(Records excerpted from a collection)
┌──
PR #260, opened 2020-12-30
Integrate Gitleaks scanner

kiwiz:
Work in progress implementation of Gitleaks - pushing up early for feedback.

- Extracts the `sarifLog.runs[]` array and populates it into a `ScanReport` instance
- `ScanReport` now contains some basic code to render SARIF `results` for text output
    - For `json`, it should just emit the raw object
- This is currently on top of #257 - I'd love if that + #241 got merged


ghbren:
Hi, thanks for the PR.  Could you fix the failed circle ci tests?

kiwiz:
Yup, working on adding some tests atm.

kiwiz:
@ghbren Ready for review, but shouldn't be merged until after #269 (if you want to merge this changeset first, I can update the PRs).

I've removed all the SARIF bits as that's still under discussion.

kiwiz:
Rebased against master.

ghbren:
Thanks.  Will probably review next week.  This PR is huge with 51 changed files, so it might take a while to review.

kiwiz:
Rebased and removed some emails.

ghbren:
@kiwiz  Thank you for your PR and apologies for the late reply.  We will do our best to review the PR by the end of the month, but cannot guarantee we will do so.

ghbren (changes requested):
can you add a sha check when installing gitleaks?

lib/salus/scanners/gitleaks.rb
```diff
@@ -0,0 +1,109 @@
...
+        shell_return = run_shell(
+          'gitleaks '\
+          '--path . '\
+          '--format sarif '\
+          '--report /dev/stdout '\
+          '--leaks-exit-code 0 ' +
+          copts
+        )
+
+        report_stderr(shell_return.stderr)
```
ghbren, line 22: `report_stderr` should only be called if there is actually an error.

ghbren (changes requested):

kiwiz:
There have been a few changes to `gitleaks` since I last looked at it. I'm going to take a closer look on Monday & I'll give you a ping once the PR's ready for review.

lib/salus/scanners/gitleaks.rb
└──
┌──
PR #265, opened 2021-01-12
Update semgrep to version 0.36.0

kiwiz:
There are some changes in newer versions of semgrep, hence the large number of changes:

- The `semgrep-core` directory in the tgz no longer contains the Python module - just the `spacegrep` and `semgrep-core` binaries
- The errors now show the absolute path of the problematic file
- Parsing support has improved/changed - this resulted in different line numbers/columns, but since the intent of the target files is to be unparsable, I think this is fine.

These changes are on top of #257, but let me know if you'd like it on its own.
└──
┌──
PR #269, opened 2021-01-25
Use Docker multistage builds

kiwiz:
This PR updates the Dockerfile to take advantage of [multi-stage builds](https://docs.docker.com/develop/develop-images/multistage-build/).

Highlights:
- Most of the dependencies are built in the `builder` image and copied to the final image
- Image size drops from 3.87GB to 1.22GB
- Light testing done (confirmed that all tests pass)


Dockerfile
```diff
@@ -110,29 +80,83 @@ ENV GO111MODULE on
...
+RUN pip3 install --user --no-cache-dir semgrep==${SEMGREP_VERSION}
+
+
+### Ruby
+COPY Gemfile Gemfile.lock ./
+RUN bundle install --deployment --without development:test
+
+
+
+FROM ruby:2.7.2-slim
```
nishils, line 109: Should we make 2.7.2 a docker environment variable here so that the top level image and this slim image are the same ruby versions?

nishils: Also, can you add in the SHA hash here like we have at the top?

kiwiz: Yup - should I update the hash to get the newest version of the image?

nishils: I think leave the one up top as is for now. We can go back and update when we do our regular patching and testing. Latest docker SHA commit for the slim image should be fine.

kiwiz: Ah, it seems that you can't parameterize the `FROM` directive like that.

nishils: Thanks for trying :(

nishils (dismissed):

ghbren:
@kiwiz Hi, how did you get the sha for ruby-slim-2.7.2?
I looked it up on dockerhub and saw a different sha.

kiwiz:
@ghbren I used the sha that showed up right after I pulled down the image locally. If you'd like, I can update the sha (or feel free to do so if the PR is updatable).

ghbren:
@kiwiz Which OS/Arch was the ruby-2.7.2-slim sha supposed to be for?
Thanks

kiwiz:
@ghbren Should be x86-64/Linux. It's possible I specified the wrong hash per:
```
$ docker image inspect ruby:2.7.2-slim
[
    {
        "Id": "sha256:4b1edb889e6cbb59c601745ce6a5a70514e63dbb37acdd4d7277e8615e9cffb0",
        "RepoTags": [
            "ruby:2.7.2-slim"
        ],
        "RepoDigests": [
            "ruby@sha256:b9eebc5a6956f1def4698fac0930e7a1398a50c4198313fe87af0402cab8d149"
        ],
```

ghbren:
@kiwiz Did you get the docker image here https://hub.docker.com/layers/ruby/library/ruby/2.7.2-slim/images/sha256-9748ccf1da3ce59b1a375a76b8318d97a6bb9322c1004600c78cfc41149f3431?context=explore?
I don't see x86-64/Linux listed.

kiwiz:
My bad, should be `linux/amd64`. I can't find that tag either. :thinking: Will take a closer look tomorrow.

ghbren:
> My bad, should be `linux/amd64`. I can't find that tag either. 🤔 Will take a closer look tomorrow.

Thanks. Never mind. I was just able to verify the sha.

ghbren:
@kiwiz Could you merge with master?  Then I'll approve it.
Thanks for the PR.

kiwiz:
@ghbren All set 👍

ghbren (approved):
└──
## PROBLEM STATEMENT
In the entries above, find each line that has the word "changed". Copy it.

## TASK RESULT
Thanks.  Will probably review next week.  This PR is huge with 51 changed files, so it might take a while to review.
- Parsing support has improved/changed - this resulted in different line numbers/columns, but since the intent of the target files is to be unparsable, I think this is fine.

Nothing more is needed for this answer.